RECORDS FOR THE TASK
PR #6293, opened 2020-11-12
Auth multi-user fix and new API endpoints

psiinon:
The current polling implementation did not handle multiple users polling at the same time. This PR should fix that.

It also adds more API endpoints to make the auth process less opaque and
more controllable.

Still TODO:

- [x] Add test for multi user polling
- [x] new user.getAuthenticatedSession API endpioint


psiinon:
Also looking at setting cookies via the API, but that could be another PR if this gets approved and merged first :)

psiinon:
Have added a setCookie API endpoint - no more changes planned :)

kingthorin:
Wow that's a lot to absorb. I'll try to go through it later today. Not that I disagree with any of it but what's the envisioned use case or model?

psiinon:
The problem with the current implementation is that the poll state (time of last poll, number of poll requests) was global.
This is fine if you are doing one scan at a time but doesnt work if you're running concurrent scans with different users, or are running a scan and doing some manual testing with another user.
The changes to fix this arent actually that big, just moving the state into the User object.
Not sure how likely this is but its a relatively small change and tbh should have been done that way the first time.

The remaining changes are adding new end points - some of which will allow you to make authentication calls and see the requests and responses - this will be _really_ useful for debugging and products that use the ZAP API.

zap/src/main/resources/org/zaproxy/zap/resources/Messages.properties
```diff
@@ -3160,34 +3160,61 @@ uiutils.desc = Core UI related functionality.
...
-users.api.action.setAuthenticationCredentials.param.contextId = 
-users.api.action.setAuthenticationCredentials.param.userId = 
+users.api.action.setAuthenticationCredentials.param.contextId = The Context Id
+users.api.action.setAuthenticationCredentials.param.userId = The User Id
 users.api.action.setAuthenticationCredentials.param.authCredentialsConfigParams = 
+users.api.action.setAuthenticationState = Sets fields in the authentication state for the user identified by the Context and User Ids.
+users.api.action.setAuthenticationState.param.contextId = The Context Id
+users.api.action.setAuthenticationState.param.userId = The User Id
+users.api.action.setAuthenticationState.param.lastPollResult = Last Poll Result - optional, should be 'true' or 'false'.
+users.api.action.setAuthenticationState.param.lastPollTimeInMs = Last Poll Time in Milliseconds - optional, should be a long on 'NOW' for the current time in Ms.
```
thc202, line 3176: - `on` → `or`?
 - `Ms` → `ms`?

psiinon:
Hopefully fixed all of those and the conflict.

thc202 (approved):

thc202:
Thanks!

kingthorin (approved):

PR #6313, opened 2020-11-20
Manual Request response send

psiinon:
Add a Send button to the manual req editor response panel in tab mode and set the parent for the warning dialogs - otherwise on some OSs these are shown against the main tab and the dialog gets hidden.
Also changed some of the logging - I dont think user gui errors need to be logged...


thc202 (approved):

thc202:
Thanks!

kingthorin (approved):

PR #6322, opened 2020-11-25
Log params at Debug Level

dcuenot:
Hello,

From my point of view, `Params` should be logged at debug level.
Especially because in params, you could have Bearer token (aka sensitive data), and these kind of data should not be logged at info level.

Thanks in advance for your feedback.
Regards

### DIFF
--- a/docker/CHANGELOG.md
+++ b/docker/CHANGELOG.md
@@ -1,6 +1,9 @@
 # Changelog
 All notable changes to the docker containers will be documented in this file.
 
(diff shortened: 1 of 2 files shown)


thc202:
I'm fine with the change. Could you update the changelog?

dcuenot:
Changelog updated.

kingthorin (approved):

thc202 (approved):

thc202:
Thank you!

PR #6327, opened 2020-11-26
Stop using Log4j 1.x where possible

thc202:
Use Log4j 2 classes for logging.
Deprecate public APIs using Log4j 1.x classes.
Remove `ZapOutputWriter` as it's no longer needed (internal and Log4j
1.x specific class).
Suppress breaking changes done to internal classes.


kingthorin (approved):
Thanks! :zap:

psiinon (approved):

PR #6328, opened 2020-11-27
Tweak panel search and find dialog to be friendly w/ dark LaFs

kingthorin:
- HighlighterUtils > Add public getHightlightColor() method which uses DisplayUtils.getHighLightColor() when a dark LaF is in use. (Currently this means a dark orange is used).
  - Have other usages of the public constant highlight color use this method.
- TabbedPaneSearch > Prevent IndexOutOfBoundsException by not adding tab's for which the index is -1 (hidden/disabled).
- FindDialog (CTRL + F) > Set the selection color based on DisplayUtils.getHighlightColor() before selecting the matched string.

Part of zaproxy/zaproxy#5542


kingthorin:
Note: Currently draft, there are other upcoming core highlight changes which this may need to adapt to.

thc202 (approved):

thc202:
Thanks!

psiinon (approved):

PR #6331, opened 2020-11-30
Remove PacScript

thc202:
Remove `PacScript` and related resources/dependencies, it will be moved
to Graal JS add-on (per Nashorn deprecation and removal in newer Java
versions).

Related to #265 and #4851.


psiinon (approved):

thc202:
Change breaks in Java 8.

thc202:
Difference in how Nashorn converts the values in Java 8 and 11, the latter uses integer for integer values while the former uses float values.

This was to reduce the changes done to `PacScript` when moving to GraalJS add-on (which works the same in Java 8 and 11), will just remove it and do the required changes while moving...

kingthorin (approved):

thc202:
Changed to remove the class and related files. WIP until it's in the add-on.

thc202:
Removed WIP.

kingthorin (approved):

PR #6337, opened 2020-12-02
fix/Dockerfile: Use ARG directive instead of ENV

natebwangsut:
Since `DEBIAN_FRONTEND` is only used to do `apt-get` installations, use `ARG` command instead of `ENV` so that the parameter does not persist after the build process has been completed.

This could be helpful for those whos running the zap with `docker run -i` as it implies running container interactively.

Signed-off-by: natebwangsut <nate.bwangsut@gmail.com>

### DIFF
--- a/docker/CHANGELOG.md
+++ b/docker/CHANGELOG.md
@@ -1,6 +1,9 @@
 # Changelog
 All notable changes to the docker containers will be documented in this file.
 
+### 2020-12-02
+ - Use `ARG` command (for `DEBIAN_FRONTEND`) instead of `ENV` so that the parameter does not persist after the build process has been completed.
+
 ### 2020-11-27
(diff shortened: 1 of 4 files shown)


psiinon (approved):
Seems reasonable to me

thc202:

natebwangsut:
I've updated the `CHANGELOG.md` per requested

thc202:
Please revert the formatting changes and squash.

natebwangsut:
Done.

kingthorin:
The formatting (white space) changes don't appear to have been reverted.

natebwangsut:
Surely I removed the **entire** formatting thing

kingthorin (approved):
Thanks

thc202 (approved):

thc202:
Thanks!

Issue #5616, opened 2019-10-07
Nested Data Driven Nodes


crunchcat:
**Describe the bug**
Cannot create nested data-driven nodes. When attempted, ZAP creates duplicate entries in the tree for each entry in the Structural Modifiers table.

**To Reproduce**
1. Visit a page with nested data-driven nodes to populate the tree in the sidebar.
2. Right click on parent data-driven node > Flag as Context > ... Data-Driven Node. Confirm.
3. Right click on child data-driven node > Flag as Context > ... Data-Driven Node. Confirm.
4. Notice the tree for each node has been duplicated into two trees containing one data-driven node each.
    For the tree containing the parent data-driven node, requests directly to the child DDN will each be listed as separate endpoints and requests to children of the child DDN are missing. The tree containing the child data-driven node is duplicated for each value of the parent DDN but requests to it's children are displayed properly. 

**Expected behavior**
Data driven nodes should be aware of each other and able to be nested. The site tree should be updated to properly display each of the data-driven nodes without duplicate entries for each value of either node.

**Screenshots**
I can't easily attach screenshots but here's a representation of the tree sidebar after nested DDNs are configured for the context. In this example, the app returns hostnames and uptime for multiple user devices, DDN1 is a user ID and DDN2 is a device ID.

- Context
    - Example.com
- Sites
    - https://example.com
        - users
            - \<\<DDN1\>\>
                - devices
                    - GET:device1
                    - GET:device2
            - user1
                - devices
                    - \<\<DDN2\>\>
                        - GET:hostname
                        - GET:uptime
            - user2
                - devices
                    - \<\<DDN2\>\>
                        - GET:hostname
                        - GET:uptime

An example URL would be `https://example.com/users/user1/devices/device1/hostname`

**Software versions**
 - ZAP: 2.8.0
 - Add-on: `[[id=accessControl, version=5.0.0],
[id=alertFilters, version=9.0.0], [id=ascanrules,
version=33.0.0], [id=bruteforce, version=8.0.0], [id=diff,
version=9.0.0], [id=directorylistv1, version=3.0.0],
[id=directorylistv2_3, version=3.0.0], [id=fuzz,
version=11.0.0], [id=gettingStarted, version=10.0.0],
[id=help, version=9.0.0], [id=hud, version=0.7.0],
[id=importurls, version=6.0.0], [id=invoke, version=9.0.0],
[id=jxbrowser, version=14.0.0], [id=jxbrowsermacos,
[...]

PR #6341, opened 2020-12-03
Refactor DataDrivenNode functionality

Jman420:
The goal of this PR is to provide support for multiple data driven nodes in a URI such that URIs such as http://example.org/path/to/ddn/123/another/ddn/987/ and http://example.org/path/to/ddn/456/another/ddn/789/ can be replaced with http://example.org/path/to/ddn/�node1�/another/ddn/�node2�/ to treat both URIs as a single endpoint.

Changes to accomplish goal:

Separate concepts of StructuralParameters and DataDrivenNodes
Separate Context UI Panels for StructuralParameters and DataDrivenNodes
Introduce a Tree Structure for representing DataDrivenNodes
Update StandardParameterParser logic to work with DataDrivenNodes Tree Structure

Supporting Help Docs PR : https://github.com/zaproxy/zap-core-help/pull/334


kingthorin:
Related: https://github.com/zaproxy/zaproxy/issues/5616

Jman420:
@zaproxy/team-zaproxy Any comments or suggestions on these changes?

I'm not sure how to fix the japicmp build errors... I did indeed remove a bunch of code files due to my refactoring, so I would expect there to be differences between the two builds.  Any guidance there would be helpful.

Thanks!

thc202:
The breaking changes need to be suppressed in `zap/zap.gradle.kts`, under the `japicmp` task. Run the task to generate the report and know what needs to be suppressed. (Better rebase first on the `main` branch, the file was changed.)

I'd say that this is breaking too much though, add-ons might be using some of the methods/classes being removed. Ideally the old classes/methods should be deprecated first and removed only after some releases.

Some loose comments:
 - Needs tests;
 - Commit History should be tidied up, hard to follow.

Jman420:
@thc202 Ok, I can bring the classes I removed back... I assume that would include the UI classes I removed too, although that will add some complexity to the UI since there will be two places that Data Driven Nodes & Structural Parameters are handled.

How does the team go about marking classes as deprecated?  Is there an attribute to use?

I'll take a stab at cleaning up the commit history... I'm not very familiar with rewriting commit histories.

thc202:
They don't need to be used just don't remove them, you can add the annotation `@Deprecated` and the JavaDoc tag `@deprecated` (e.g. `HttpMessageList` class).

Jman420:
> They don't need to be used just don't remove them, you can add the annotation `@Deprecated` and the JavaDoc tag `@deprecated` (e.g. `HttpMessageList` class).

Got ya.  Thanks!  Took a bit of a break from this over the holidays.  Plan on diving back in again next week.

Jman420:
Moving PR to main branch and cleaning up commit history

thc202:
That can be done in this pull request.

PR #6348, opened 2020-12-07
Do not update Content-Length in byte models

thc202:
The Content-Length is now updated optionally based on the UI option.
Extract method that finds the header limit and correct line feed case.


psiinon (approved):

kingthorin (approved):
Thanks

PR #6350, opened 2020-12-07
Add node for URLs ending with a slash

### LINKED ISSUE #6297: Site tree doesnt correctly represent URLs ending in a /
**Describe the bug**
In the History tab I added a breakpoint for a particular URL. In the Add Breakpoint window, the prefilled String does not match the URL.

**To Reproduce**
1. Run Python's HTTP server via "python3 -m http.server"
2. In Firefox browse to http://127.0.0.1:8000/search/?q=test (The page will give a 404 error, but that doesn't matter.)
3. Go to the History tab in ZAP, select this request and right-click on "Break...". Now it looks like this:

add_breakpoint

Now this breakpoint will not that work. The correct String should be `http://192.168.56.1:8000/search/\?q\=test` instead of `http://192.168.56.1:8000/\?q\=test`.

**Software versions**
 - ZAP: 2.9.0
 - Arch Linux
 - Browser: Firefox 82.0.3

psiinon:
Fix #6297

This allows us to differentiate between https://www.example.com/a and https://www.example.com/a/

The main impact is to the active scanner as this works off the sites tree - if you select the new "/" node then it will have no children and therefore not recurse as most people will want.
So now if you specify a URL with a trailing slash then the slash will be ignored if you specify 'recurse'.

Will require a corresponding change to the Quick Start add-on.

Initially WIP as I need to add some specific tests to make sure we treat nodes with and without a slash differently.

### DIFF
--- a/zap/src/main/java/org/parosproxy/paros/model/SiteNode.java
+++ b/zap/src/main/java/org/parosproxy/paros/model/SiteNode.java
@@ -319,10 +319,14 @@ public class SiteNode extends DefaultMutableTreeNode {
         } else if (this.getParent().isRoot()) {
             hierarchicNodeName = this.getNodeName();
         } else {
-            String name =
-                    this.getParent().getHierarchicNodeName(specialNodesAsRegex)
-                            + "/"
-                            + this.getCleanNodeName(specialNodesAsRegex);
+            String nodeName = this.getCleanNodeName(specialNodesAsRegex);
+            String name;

EXERCISE DIRECTIONS
Look above for the line with "1. Run Python's"; retype exactly that line, every line after it up to the line with "2. In Firefox", and that line too, nothing else.

ANSWER AREA
1. Run Python's HTTP server via "python3 -m http.server"
2. In Firefox browse to http://127.0.0.1:8000/search/?q=test (The page will give a 404 error, but that doesn't matter.)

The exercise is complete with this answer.